Guys, the link in the original post... the first graph that comes up when you click that link is power consumption for various CPUs at different frequencies.
This first graph clearly shows IVB at it's max stable OC (4.8 GHz) drawing less than SB @ 5.2 GHz. Both are at their max stable overclocks.
Then the very next graph shows IVB at 20C higher temperature.
EDIT: TT appears to have changed their graph to remove the SB 2600k @ overclocked speed, when it was there before, it showed higher power consumption at significantly lower temperature. I'm not sure why they removed it, but it used to be there. You'll note that the link to the picture in the OP appears to be broken, this is because they changed the picture to remove the 2600k @ overclocked. Something fishy is going on at TT.
IVB is getting to a significantly higher temperature while producing less heat.
Read that last sentence again and again, and you will come to the same conclusion I did. The cause of the high temperature cannot possibly be leaky gates. Leaky gates waste electrical energy as heat... power consumption would be high, but it is not high.
There are three possible explanations for this:
1) thermal gradient is worse. Material between the heatsink and the source of the heat is less conductive than the SB design. This is possible if the fin-fet transistors are somehow deeper into the filmstack of the material on top is less conductive than the SB design. I don't pretend to have any clue as to the design here, but fin-fet is a major departure from conventional processes, and they may have had to alter materials throughout the stack to pull it off.
In layman's terms, this potential cause is much like a person in a cool house in shorts and a t-shirt vs. the same person in a bed with a pile of sheets and blankets covering them. The body is putting out the same amount of heat energy, the air (heatsink) is the same temperature, but in one case the body is cold and in the other it is comfortably warm.
2) Density is significantly higher. This is also possible because we know:
- The process is smaller
- The IGP has been given a higher percentage of total die area than on SB
- The die is smaller than SB (according to Wikipedia 216mm2 vs ~160mm2 fo IVB)
These could all result in the heat being dispersed over less area.
The obvious example here is 10 people spread comfortably throughout a 2500 square foot house vs. 10 people in a closet. 10 people put out a reasonably similar amount of heat in either case, but 10 people in a closet will get warmer than 10 people spread throughout the entire house.
3) It's possible that the thermal sensor has been put closer to the source or has been redesigned to be more sensitive than the sensor in SB.
- I find this one not so likely, but it's technically a possible reason. If it's closer to the source, then the same thermal gradient would produce higher temperatures.
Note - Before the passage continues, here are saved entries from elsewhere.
PR #794, opened 2025-08-14
MF-703 - Update rules_2 migration

majabirmancevic:
Migration fix: set default for operator and convert legacy condition object to array with comparator

Related to #703


manuio (approved):
LGTM

PR #798, opened 2025-08-20
NOISSUE - Readers SQL query fail

duolok:


manuio (dismissed):
LGTM

readers/postgres/messages.go
```diff
@@ -301,7 +301,7 @@ func (tr postgresRepository) fmtCondition(rpm readers.PageMetadata, table string
 			default:
 				condition = fmt.Sprintf(`%s %s name = :name`, condition, op)
 			}
-
+			op = "AND"
```
majabirmancevic: we can avoid repeating `op = "AND"`, so here's an example of refactoring:
```
condition := ""
op := "WHERE"

for name := range query {
    var clause string
    switch name {
    case "subtopic", "publisher", "protocol":
        clause = fmt.Sprintf("%s = :%s", name, name)
    case "name":
        switch table {  
        case jsonTable:
            clause = "payload->>'n' = :name"
        default:
            clause = "name = :name"
        }
    case "v":
        comparator := readers.ParseValueComparator(query)
        clause = fmt.Sprintf("value %s :value", comparator)
    case "vb":
        clause = "bool_value = :bool_value"
    case "vs":
        clause = "string_value = :string_value"
    case "vd":
        clause = "data_value = :data_value"
    case "from":
        clause = fmt.Sprintf("%s >= :from", timeColumn)
    case "to":
        clause = fmt.Sprintf("%s <= :to", timeColumn)
    default:
        continue
    }

    condition = fmt.Sprintf("%s %s %s", condition, op, clause)
    op = "AND"
```

manuio (approved):
LGTM

majabirmancevic (approved):

PR #806, opened 2025-08-25
MF-803 - Fix permission check in svc.ViewUser

### LINKED ISSUE #803: Missing permission/identity check in users.ViewUser
[`users.ViewUser`](https://github.com/MainfluxLabs/mainflux/blob/8e7e409541aa15216debbef5ab475a8f094c9aeb/users/service.go#L354) makes a call to `identify()` but it ignores the result, making any user able to retrieve the profile of any other user.

bool3max:
Simple. Fixes #803. To view a specific user's profile, the user making the request must be authenticated as either the Root Admin or as the user whose profile they're trying to view.

### DIFF
--- a/users/service.go
+++ b/users/service.go
@@ -352,8 +352,15 @@ func (svc usersService) Login(ctx context.Context, user User) (string, error) {
 }
 
 func (svc usersService) ViewUser(ctx context.Context, token, id string) (User, error) {
-	if _, err := svc.identify(ctx, token); err != nil {
+	currentUser, err := svc.identify(ctx, token)
+	if err != nil {
 		return User{}, err
+	}
+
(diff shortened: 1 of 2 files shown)


users/service.go
```diff
@@ -352,10 +352,17 @@ func (svc usersService) Login(ctx context.Context, user User) (string, error) {
 }
 
 func (svc usersService) ViewUser(ctx context.Context, token, id string) (User, error) {
-	if _, err := svc.identify(ctx, token); err != nil {
+	currentUser, err := svc.identify(ctx, token)
```
manuio: Rename it `user`

manuio (changes requested):

majabirmancevic (approved):

manuio (approved):
LGTM

PR #807, opened 2025-08-25
MF-802 - Disable self-register at runtime in users service

### LINKED ISSUE #802: Make use of selfRegisterEnabled flag in users service
We parse the `MF_USERS_SELF_REGISTER_ENABLED` env. var. and [load it into the `config`](https://github.com/MainfluxLabs/mainflux/blob/8e7e409541aa15216debbef5ab475a8f094c9aeb/cmd/users/main.go#L135), but we never pass it to the service, making it effectively useless.

We should pass it when initializing the service, and then use its value to enable/disable self-register.

The question is how do we disable self-registration:

1. If `selfRegisterEnabled` is false, skip creating the self-register endpoint in [`MakeHandler`](https://github.com/MainfluxLabs/mainflux/blob/8e7e409541aa15216debbef5ab475a8f094c9aeb/users/api/http/transport.go#L49)
or
2. Keep the endpoint registered, but check the `selfRegisterEnabled` value in every request and abort as appropriate

bool3max:
Fixes #802 by passing the `selfRegisterEnabled` config flag to the users service, and checking for its value in the `SelfRegister` service method, in which case it returns `ErrSelfRegisterDisabled`, which gets encoded as a `501 Not Implemented` HTTP status code.

### DIFF
--- a/cmd/users/main.go
+++ b/cmd/users/main.go
@@ -316,7 +316,7 @@ func newService(db *sqlx.DB, tracer opentracing.Tracer, ac protomfx.AuthServiceC
 
 	idProvider := uuid.New()
 
-	svc := users.New(userRepo, verificationRepo, c.emailVerifyEnabled, hasher, ac, svcEmailer, idProvider)
+	svc := users.New(userRepo, verificationRepo, c.emailVerifyEnabled, c.selfRegisterEnabled, hasher, ac, svcEmailer, idProvider)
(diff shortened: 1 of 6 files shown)


manuio (approved):
LGTM

majabirmancevic (approved):

duolok (approved):

PR #822, opened 2025-09-02
MF-821 - Check for apiutil, dbutil, and "errors" package errors in apiutil.EncodeError only

### LINKED ISSUE #821: Refactor apiutil.EncodeError
`apiutil.EncodeError` should check for all possible `pkg/apiutil` and `pkg/dbutil` errors and encode them to the response header appropriately, while `encodeError` functions specific to each service's HTTP transport layer should only check for local, service-specific errors.

bool3max:
When encoding error values to HTTP response status codes, now `apiutil.EncodeError` checks for all `apiutil`/`dbutil`/`pkg/errors` errors, while local `encodeError()` functions in each service's transport layer only check for errors specific to that service.

Additionally some unused errors were removed.


manuio (approved):
LGTM

majabirmancevic (approved):

Issue #773, opened 2025-08-01
Not all relevant/applied page filters are returned in the response.


BraceZenith:
When we log the response from `this.groupsService.getThingsetThings()` for example, we get the attached screenshot.
Now the thing is, I am on the 3rd page (offset 20), showing 10 items per page (limit 10), but I'm also sorting by ID, in an ascending order, and that part is not reflected anywhere in the response, even though those filters are just as important in terms of what we are getting.
Is it possible to update the response, to feature all the relevant filters?
I'd need it for Table component for example, so that I can respond with the Table to possible preset configurations regarding sorting, and not just offset and limit.
If user refreshes the page, even though the sorting is respected, due to URL query params, it is not reflected in the UI element's styles/appearances, because the Table component's `data: Page` `@Input`  doesn't hold `order` and `direction` properties. Only `offset` `limit` and `total`. So I can't use that information, to make the table properly indicate the selected column and the sorting direction.

<img width="618" height="121" alt="Image" src="https://github.com/user-attachments/assets/f8ea0dab-2d99-4dba-84dc-5b5a61d1fa3e" />

PR #844, opened 2025-09-18
MF-843 - Refactor return value of service methods for retreving mulitple resources

### LINKED ISSUE #843: Refactor service methods for retrieving multiple resources not to return PageMetadata
Service methods across the entire codebase whose purpose is to retrieve a list of resources based on "PageMetadata" filters (i.e. offset, limit, resource name, etc..) almost always return the passed `PageMetadata` back to the caller.

However, in almost all cases the returned `PageMetadata` information is exactly the same as the information passed in by the caller, making it useless. The only exception is the "`Total`" field, which the caller doesn't supply in the first place, and which the service method must return back.

Service methods that follow this pattern should be refactored to return only a slice of the appropriate resource alongside the `Total` count of the resource in the database.

bool3max:
Closes #843. 

Also partially addresses #773. I say partially because that issue is present for different reasons in different services. In services such as `things` for example, where the issue was due to PageMetadata information being lost somewhere along the way from service method -> repository method call (because the repository method wasn't returning back all relevant PageMetadata fields), it is fixed by this PR - because from HTTP endpoints we now return an exact copy of query metadata that was supplied in the HTTP request.

In some other services (such as `users`), that issue is present because HTTP response structs don't encode all relevant PageMetadata fields - i.e. [here](https://github.com/MainfluxLabs/mainflux/blob/d966b6c5597db6636bd9fc6371f450299fc3faf0/users/api/http/responses.go#L25), and so it will have to be addressed separately.

### DIFF
--- a/auth/api/http/invites/endpoint.go
+++ b/auth/api/http/invites/endpoint.go
@@ -86,7 +86,7 @@ func listOrgInvitesByUserEndpoint(svc auth.Service, userType string) endpoint.En
 			return nil, err
 		}
 
-		response := buildOrgInvitesPageRes(page)
+		response := buildOrgInvitesPageRes(page, req.pm)
 
 		return response, nil
 	}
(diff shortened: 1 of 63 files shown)


manuio (approved):
LGTM

majabirmancevic (approved):

PR #846, opened 2025-09-19
MF-773 - Return all relevant PageMetadata filters in HTTP API responses

### LINKED ISSUE #773: Not all relevant/applied page filters are returned in the response.

bool3max:
Closes #773. Should be fixed in all services.


duolok (approved):
LGTM

manuio (approved):
LGTM

PR #856, opened 2025-09-29
MF-862 - Readers publisher endpoint

### LINKED ISSUE #862: Add publisher endpoint for readers
Right now, we only support listing messages using Thing key, enhance readers to support getting messages with user token and add publisher filter.

duolok:
Resolves #862


manuio (approved):
LGTM

anna02272 (approved):

PR #865, opened 2025-10-03
MF- 864 - Add access check for publisher in messages listing and backup

### LINKED ISSUE #864: Add proper access check for publisher in messages endpoints

anna02272:
Resolves #864


readers/service.go
```diff
@@ -15,6 +15,8 @@ const (
 	senmlFormat = "senml"
 	csvFormat   = "csv"
 	rootSubject = "root"
+
+	Viewer = "viewer"
```
manuio: Use the const from auth service instead of duplicating this one

manuio (changes requested):

readers/service.go
anna02272: I'm getting `import cycle not allowed` error if I use it from auth or things

majabirmancevic: > Use the const from auth service instead of duplicating this one

we should move consts to pkg because we also have them in [things](https://github.com/MainfluxLabs/mainflux/blob/2a37193c5b28eae31b9cd887f4e10112b2ccd51a/things/service.go#L18)

majabirmancevic (approved):

duolok (approved):

manuio (approved):
LGTM

Issue #259, opened 2022-07-02
2.0 wishlist


davidhewitt:
Just some tidy-ups I'd like to do whenever we get around to a next breaking release:

- Change `Optional[Sequence[str]]` arguments to `RustExtension` to just be `Sequence[str] = ()`

jameshilliard:
> * Remove `build_rust` subcommand (the `setup.py` entry point is deprecated, so no need to support it IMO)

I would recommend holding off on this as [it's not currently possible to migrate setuptools `setup.py` package build infrastructure to pep517 package build infrastructure](https://github.com/buildroot/buildroot/commit/4686fb32a053753f502e24c5cd980db5b71f6a2c) due to setuptools pep517 support effectively requiring `setup.py` build infrastructure itself for bootstrapping.

davidhewitt:
Thanks for the heads up! I'm in no rush to push forward with a 2.0 release, so potentially we can just wait for upstream before we consider a 2.0 in that case.

jameshilliard:
> * Remove `Binding.Exec` (just use `RustBin`).

I think for embedding binaries in site-packages [like in selenium](https://github.com/SeleniumHQ/selenium/blob/selenium-4.25.0/py/setup.py#L87-L92) we still may need to keep `Binding.Exec` as `RustBin` is only for stuff that goes in the scripts path AFAIU.

PR #272, opened 2022-07-27
Replace `setuptools-scm` with bumpversion

messense:
See the discussion in https://github.com/PyO3/setuptools-rust/pull/271.

* patch release: `bumpversion patch`
* minor release: `bumpversion minor`
* major release: `bumpversion major`

### DIFF
--- a/.bumpversion.cfg
+++ b/.bumpversion.cfg
@@ -1,0 +1,8 @@
+[bumpversion]
+commit = True
+tag = False
+current_version = 1.4.1
+
+[bumpversion:file:setup.cfg]
+
+[bumpversion:file:setuptools_rust/version.py]
--- a/setuptools_rust/version.py
+++ b/setuptools_rust/version.py
@@ -1,0 +1,4 @@
+__version__ = version = "1.4.1"
+__version_tuple__ = version_tuple = tuple(
+    map(lambda x: int(x[1]) if x[0] < 3 else x[1], enumerate(__version__.split(".")))
+)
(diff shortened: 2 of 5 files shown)


setuptools_rust/version.py
```diff
@@ -0,0 +1,2 @@
+__version__ = version = "1.4.1"
+__version_tuple__ = version_tuple = tuple(__version__.split("."))
```
messense, line 2: TODO: I think it needs to be converted to int.

setuptools_rust/version.py
```diff
@@ -0,0 +1,4 @@
+__version__ = version = "1.4.1"
+__version_tuple__ = version_tuple = tuple(
+    map(lambda x: int(x[1]) if x[0] < 3 else x[1], enumerate(__version__.split(".")))
```
messense, line 3: This `__version_tuple__` is for compatibility with previous `setuptools-scm`, it's kinda ugly, we could remove it in 2.0

.bumpversion.cfg
```diff
@@ -0,0 +1,8 @@
+[bumpversion]
+commit = True
+tag = True
```
davidhewitt, line 3: I wonder if we want `tag = False` ? Usually I let Github releases create the tag.

setuptools_rust/version.py
davidhewitt: 👍 let's note it in #259

.bumpversion.cfg
messense: OK

davidhewitt (approved):
Looks good to me, thanks!

PR #273, opened 2022-07-28
Fix RustBin build without wheel

jameshilliard:
We shouldn't depend on wheel unless building a .whl file.

Fixes: [#1028](https://github.com/PyO3/maturin/issues/1028)


messense (commented):
Thanks! Please also add a [changelog](https://github.com/PyO3/setuptools-rust/blob/main/CHANGELOG.md) entry.

jameshilliard:
> Please also add a [changelog](https://github.com/PyO3/setuptools-rust/blob/main/CHANGELOG.md) entry.

Added

messense (approved):

Issue #274, opened 2022-07-29
RustBin doesn't get installed to correct scripts path with setup.py install


jameshilliard:
It looks like setuptools doesn't correctly install RustBin correctly due to a [lack of entrypoints](https://github.com/PyO3/setuptools-rust/blob/v1.4.1/setuptools_rust/extension.py#L329-L330) or some issue with using a build path for the install path. Installation seems to work when using pep517 based installs but not normal setuptools installs(ie `python setup.py install`).

Note this issue occurs both with and without the [wheel path build fix](https://github.com/PyO3/setuptools-rust/commit/5be25fee1dec303e000a8a7b5a2b042ccd4c45ad) and regardless of whether or not the wheel dependency is installed.

The build path looks like this(not sure that's correct script build path when not using wheels):
```
build/lib.linux-x86_64-cpython-310/maturin-0.13.0.data/scripts/maturin
```

However the install path looks wrong:
```
venv/lib/python3.10/site-packages/maturin-0.13.0-py3.10-linux-x86_64.egg/maturin-0.13.0.data/scripts/maturin
```

If I build a wheel and install with [installer](https://github.com/pypa/installer) it does end up in the right place:
```
venv/bin/maturin
```

messense:
That's exactly what I meant it's a wheel specific thing before: https://github.com/PyO3/maturin/issues/1028#issuecomment-1197728346.

> not sure that's correct script build path when not using wheels

I don't know either.

jameshilliard:
> I don't know either.

Hmm, maybe we need to override something in [`install_scripts`](https://github.com/pypa/setuptools/blob/main/setuptools/command/install_scripts.py)?

PR #275, opened 2022-07-30
Fix RustBin setuptools install

jameshilliard:
Fixes: #274


messense (commented):
Thanks, I think we should add a test case to ensure that it does not regress in the future, right now we only test with wheel.

https://github.com/PyO3/setuptools-rust/blob/main/examples/hello-world/noxfile.py

jameshilliard:
> Thanks, I think we should add a test case to ensure that it does not regress in the future, right now we only test with wheel.

Yeah, think I got the setuptools only install working in a test, along with an install exclusion filter so that setuptools doesn't also install scripts in places that don't make sense like:
```
venv/lib/python3.10/site-packages/maturin-0.13.0-py3.10-linux-x86_64.egg/maturin-0.13.0.data/scripts/maturin
```

messense (approved):
Thanks, looks great!

davidhewitt:
👍 thanks!

PR #277, opened 2022-07-30
Simplify `install_rust_extension` and `bdist_wheel_rust_extension`

### LINKED ISSUE #276: Simplify `install_rust_extension` command
While reviewing #275 I noticed that the comment of [`install_rust_extension`](https://github.com/PyO3/setuptools-rust/blob/5be25fee1dec303e000a8a7b5a2b042ccd4c45ad/setuptools_rust/setuptools_ext.py#L154) command says:

> this is required because, install directly access distribution's ext_modules attr to check if dist has ext modules

That issue was [resolved in upstream](https://github.com/pypa/distutils/pull/43) long ago, let's try simplify or even remove `install_rust_extension` command override.

messense:
Closes #276


setuptools_rust/setuptools_ext.py
```diff
@@ -152,19 +152,10 @@ def run(self) -> None:
...
-            # all ext modules
-            mods = []
-            if self.distribution.ext_modules:
-                mods.extend(self.distribution.ext_modules)
             if self.distribution.rust_extensions:
-                mods.extend(self.distribution.rust_extensions)
-
                 scripts = []
                 for ext in self.distribution.rust_extensions:
                     scripts.extend(ext.entry_points())
```
messense, line 161: I wonder if we can get rid of this.

jameshilliard: Maybe needed by the [scripts/exec bindings](https://github.com/PyO3/setuptools-rust/blob/v1.4.1/setuptools_rust/extension.py#L216-L224) still?

messense: Yes, I'm thinking about whether it's possible to move it to `self.distribution` so that we don't need to override `finalize_options`.

jameshilliard: Probably a good idea to have a regular binding.exec+script style test similar to [the hello world one](https://github.com/PyO3/setuptools-rust/blob/main/examples/hello-world/setup.py).

examples/hello-world-script/setup.py
```diff
@@ -0,0 +1,18 @@
...
+from setuptools_rust import RustExtension, Binding
+
+setup(
+    name="hello-world-script",
+    version="1.0",
+    rust_extensions=[
+        RustExtension(
+            {"hello-world-script": "hello_world.hello-world-script"},
+            binding=Binding.Exec,
+            script=True,
```
davidhewitt, line 12: To check I understand correctly, we won't need `examples/hello-world-script` when we drop `Binding.Exec` in 2.0?

davidhewitt (approved):
Looks like a good simplification to me, thanks 👍

examples/hello-world-script/setup.py
messense: Yes.

PR #278, opened 2022-07-30
Test all examples with setuptools based install

jameshilliard:
Probably a good idea to test all the examples with setuptools based installs.


messense (approved):
Thanks!

PR #280, opened 2022-08-10
fix `get_lib_name`

tomtau:
before it fails with `TypeError: _metadata() missing 1 required positional argument: 'cargo'`


davidhewitt:
Thanks for opening this - I've pushed a changeling entry and a test to avoid this break again. Looks like `mypy` probably didn't catch this because of the `@lru_cache` decorator - that's unfortunate.

PR #291, opened 2022-09-19
packaging: fix missing `examples/` from sdist

davidhewitt:
Going to try installing `setuptools_scm` when building the sdist. Pushing a draft PR here to try it out.


davidhewitt:
Comparing the two dry runs it's clear that installing `setuptools-scm` is enough to ensure all git files are included in the sdist.

I'll force-push a real patch, merge & release.

Issue #257, opened 2022-06-29
Better error when compiled artifacts are in use


davidhewitt:
I was thinking the other day it might be nice to check if any processes are using the installed extension before attempting to copy across.

I think on Windows we'll get an `OsError` raised during copy, and on Unix any running processes are just likely to crash when they next need to load a segment of the native code.

Doing a check and raising our own friendly error might be nicer UX.

adamreichold:
> I think when I've seen segfaults before it was for libraries rather than executables. Might behave differently?

I think this mostly happens because updates are not transactional, e.g. an older executable will after having been started dynamically load a newer library that has an different ABI the older version of the library. But as written above, `ETXTBSY` was never completely reliable.

davidhewitt:
From the article you linked above:

> The MAP_DENYWRITE flag was created for just this use case, so that shared libraries could not be written while in use. When MAP_DENYWRITE went away, so did that protection; current Linux systems will happily allow a suitably privileged user to overwrite in-use, shared libraries. 

It really does sound to me like shared libraries don't get `ETXTBSY` protection 😊

adamreichold:
Indeed, the removal seems to be further along than I remembered from reading the article. Appears like I did not read it very thoroughly. 😊

adamreichold:
So for extensions modules which are shared libraries `ETXTBSY` is irrelevant. Sorry for the noise...

davidhewitt:
Not at all! Always worth sharing information and debating my spurious claims of segfaults 😂

PR #295, opened 2022-09-29
Fix segfaults caused by modifying existing shared library

erikjohnston:
When the built shared library is copied to the correct location, it actually *modifies* any existing shared library, which causes any running process using it to segfault.

To fix this, we first delete any existing shared library (which is safe to do) and then copy the newly built shared library to the correct location as a new file.

Related to #257

At least, this is the behaviour on Linux, I'm not sure about other OSes.

### DIFF
--- a/setuptools_rust/build.py
+++ b/setuptools_rust/build.py
@@ -346,26 +346,17 @@ class build_rust(RustCommand):
 
             log.info("Copying rust artifact from %s to %s", dylib_path, ext_path)
 
-            # We delete any existing library file before copying to avoid
-            # causing running processes that use it from segfaulting.
+            # We want to atomically replace any existing library file. We can't
+            # just copy the new library directly on top of the old one as that
+            # causes the existing library to be modified (rather the replaced).
+            # This means that any process that currently uses the shared library
+            # will see it modified and likely segfault.
             #
-            # This is because shared libraries are memory mapped into processes
-            # that use it, so modifying the shared library file (which is what
-            # copying the file does) means the next time a process calls into
-            # the shared library they get the updated library rather than the
-            # original one, causing confusion and segfaults.
-            #
-            # Deleting a memory mapped file, on the other hand, is correctly
-            # handled by the OS, i.e. a copy is kept around until the running
-            # process exits. Thus, deleting the existing library file and *then*
-            # copying the new one won't change the existing memory mapped file,
-            # and so is safe to do.
-            try:
-                os.remove(ext_path)
-            except FileNotFoundError:
-                pass
-
-            os.rename(dylib_path, ext_path)
+            # We first copy the file to the same directory, as `os.rename`
+            # doesn't work across file system boundaries.
+            temp_ext_path = ext_path + "~"
+            shutil.copyfile(dylib_path, temp_ext_path)
+            os.rename(temp_ext_path, ext_path)
 
             if sys.platform != "win32" and not debug_build:
                 args = []
--- a/setuptools_rust/build.py
+++ b/setuptools_rust/build.py
@@ -356,7 +356,7 @@ class build_rust(RustCommand):
             # doesn't work across file system boundaries.
             temp_ext_path = ext_path + "~"
             shutil.copyfile(dylib_path, temp_ext_path)
-            os.rename(temp_ext_path, ext_path)
+            os.replace(temp_ext_path, ext_path)
 
             if sys.platform != "win32" and not debug_build:
                 args = []
--- a/setuptools_rust/build.py
+++ b/setuptools_rust/build.py
@@ -345,6 +345,26 @@ class build_rust(RustCommand):
                 os.makedirs(os.path.dirname(ext_path), exist_ok=True)
 
             log.info("Copying rust artifact from %s to %s", dylib_path, ext_path)
+
+            # We delete any existing library file before copying to avoid
+            # causing running processes that use it from segfaulting.
+            #
+            # This is because shared libraries are memory mapped into processes
+            # that use it, so modifying the shared library file (which is what
+            # `shutil.copyfile` does) means the next time a process calls into
+            # the shared library they get the updated library rather than the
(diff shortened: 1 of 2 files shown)


setuptools_rust/build.py
```diff
@@ -345,6 +345,26 @@ def install_extension(
...
+            # handled by the OS, i.e. a copy is kept around until the running
+            # process exits. Thus, deleting the existing library file and *then*
+            # copying the new one won't change the existing memory mapped file,
+            # and so is safe to do.
+            try:
+                os.remove(ext_path)
+            except FileNotFoundError:
+                pass
+
             shutil.copyfile(dylib_path, ext_path)
```
adamreichold, line 368: If we try to make this more robust, wouldn't an atomic replacement be better here, e.g. move to `".~" + ext_path` and then move `".~" + ext_path` to `ext_path` to atomically replace the name with the copy of the library? Otherwise it seems possible that processes that try to start and map a partially copied library might fail as well.

erikjohnston: Yeah, we could do this as a `os.rename(..)` after deleting the existing file. I don't follow why we would do two moves?

adamreichold: As it is implemented now, there is a window after removing the existing library and until moving the new one in its place when there is no library there. This would be avoid by the copy-then-rename dance.

(I am also not sure whether moving the library is the right thing to do since it removes the build output. `os.rename` also cannot cross file system boundaries which is why copying the file into the target directory first is usually preferable.)

erikjohnston: > As it is implemented now, there is a window after removing the existing library and until moving the new one in its place when there is no library there. This would be avoid by the copy-then-rename dance.

I didn't think there was a way to atomically swap two files? 

>  (I am also not sure whether moving the library is the right thing to do since it removes the build output. os.rename also cannot cross file system boundaries which is why copying the file into the target directory first is usually preferable.)

Aha! Right, that makes sense, so the `shutil.copyfile` should become `shutil.copyfile` to same directory then a `rename` to the actual path? Though I think we still need to delete the existing library before the rename, as rename fails if the path already exists?

adamreichold: > Though I think we still need to delete the existing library before the rename, as rename fails if the path already exists?

I am not totally sure on Windows, but on Unix-like systems this exactly the idiom to atomically replace the file. (It is not guaranteed by POSIX IIRC but basically all real Unix filesystems guarantee in their common configurations.)

adamreichold: (Meaning one can use `rename` to overwrite a file without removing it first.)

adamreichold: Just had a look at the Python docs and it does not work on Windows but it is required by POSIX nowadays: https://docs.python.org/3/library/os.html#os.rename

But they also recommend `os.replace` as the cross platform way of achieving exactly this: https://docs.python.org/3/library/os.html#os.replace

So I think copying to the target directory and then `os.replacing` without removing first would be the best approach.

erikjohnston: Huh, well TIL. Thank you very much! 

I don't know what I was reading when I was previously looking at the docs, but [`os.rename`](https://docs.python.org/3/library/os.html#os.rename) clearly states what's going on:

> On Windows, if dst exists a [FileExistsError](https://docs.python.org/3/library/exceptions.html#FileExistsError) is always raised.
>
> On Unix, if both are files, dst will be replaced silently if the user has permission. The operation may fail on some Unix flavors if src and dst are on different filesystems. If successful, the renaming will be an atomic operation (this is a POSIX requirement).

So I think on Windows we'd still need to do the `os.remove`? But equally, I'm not sure if Windows suffers the same problem, so we could just leave it as is?

setuptools_rust/build.py
```diff
@@ -345,7 +345,18 @@ def install_extension(
...
+
+            # We want to atomically replace any existing library file. We can't
+            # just copy the new library directly on top of the old one as that
+            # causes the existing library to be modified (rather the replaced).
+            # This means that any process that currently uses the shared library
+            # will see it modified and likely segfault.
+            #
+            # We first copy the file to the same directory, as `os.rename`
+            # doesn't work across file system boundaries.
+            temp_ext_path = ext_path + "~"
```
erikjohnston, line 357: It felt easier to just prefix the `ext_path` with `~`, happy to name it something else if folk think that's worthwhile.

adamreichold: Yeah, the actual pattern is pretty inconsequential as far I can see. So this is certainly fine with me.

setuptools_rust/build.py
```diff
@@ -345,7 +345,18 @@ def install_extension(
...
+            shutil.copyfile(dylib_path, temp_ext_path)
+            os.rename(temp_ext_path, ext_path)
```
adamreichold, line 359: Shouldn't this be

```suggestion
            os.replace(temp_ext_path, ext_path)
```

due to the Windows part?

adamreichold: (I think the CI actually hits this...)

erikjohnston: Yes :facepalm:

adamreichold (approved):

erikjohnston:
Thank you for the review! :heart:

davidhewitt (commented):
Thanks, logic looks good to me, could you just add a CHANGELOG entry please? Then let's merge 👍

erikjohnston:
I've added some words to the changelog, though I don't think I really expressed it well.

davidhewitt (approved):
That's great as-is - thanks! 👍

richvdh:
@davidhewitt: any chance of a release to include this change? It caused a significant outage for us today :(.

davidhewitt:
Sorry for the delay on release here. I'll try to put live tomorrow.

davidhewitt:
See #331

erikjohnston:
Thank you! :heart:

In any of these cases, the available data does NOT suggest that IVB is leaky. Leaky would shoot power consumption and heat up. Power consumption is not high, only temperature.
This suggests there is an impediment to heat being removed rather than IVB being a major source of heat energy like some other CPU designs (Bulldozer, netburst P4) which DID have major power consumption to go along with their higher temperatures.